# [WORK REQUEST]
Filter the records below down to lines containing "getting".

───── RECORDS FOR THE EXERCISE ─────

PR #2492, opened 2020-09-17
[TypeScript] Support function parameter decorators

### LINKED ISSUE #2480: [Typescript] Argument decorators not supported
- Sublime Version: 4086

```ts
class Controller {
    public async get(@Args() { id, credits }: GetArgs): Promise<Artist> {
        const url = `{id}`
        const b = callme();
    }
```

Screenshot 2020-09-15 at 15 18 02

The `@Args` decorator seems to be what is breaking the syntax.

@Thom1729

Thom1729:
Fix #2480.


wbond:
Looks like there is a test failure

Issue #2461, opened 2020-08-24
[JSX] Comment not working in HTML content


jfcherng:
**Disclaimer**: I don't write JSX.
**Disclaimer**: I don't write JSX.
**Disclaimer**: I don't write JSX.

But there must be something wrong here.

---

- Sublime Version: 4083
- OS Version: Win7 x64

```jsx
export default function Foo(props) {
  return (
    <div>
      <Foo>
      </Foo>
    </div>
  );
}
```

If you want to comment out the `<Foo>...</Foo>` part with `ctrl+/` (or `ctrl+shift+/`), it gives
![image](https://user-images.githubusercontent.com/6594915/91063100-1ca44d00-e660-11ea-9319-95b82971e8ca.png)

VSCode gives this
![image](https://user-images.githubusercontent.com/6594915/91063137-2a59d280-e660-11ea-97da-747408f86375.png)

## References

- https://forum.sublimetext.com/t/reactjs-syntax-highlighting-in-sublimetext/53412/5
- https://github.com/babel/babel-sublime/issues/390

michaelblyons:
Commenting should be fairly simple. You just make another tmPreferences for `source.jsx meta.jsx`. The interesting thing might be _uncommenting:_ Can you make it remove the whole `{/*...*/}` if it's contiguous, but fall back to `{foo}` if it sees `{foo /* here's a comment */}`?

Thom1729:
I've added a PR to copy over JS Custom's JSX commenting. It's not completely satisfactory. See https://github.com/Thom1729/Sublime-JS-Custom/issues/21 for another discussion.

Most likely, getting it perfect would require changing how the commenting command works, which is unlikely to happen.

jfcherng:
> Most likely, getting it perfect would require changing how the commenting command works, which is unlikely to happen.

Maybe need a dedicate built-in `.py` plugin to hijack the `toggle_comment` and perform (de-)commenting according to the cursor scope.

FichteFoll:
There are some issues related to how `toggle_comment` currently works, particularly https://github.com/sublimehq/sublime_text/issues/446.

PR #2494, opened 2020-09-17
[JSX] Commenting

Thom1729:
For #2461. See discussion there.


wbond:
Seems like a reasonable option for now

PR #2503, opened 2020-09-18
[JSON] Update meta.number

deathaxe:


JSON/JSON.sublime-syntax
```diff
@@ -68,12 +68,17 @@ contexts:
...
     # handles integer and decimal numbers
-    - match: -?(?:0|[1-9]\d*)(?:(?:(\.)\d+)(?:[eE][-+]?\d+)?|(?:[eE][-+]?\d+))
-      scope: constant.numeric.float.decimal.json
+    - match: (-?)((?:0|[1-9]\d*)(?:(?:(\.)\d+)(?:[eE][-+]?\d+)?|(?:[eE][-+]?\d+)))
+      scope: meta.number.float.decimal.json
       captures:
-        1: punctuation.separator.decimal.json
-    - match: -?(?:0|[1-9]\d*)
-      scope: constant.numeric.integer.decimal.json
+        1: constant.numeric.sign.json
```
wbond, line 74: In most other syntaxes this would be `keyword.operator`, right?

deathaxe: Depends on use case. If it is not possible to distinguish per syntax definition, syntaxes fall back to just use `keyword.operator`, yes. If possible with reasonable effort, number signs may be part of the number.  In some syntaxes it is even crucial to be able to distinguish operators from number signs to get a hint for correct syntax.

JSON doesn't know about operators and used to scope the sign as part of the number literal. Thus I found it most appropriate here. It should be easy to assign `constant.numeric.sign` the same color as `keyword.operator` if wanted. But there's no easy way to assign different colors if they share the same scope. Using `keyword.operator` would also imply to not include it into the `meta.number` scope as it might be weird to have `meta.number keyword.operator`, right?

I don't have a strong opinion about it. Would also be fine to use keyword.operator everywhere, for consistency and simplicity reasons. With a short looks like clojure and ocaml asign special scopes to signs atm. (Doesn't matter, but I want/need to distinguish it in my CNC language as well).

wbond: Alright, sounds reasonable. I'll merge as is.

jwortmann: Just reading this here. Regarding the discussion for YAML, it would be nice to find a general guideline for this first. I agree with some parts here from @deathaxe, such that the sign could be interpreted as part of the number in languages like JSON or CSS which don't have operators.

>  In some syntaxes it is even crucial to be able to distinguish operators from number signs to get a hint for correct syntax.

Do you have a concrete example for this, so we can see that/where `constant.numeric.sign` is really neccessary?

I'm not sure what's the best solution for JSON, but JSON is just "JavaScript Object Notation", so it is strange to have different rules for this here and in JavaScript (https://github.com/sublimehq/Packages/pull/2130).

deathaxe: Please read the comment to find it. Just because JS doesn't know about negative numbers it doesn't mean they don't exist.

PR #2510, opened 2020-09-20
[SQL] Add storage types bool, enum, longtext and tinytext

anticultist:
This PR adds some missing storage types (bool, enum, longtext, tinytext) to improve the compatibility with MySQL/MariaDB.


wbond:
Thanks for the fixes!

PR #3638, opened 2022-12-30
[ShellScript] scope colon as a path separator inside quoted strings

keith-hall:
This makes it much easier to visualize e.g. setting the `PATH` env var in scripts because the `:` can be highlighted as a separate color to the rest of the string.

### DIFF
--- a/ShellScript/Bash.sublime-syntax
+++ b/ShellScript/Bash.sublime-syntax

─────

# [RESULT OF THIS EXERCISE]
Most likely, getting it perfect would require changing how the commenting command works, which is unlikely to happen.
> Most likely, getting it perfect would require changing how the commenting command works, which is unlikely to happen.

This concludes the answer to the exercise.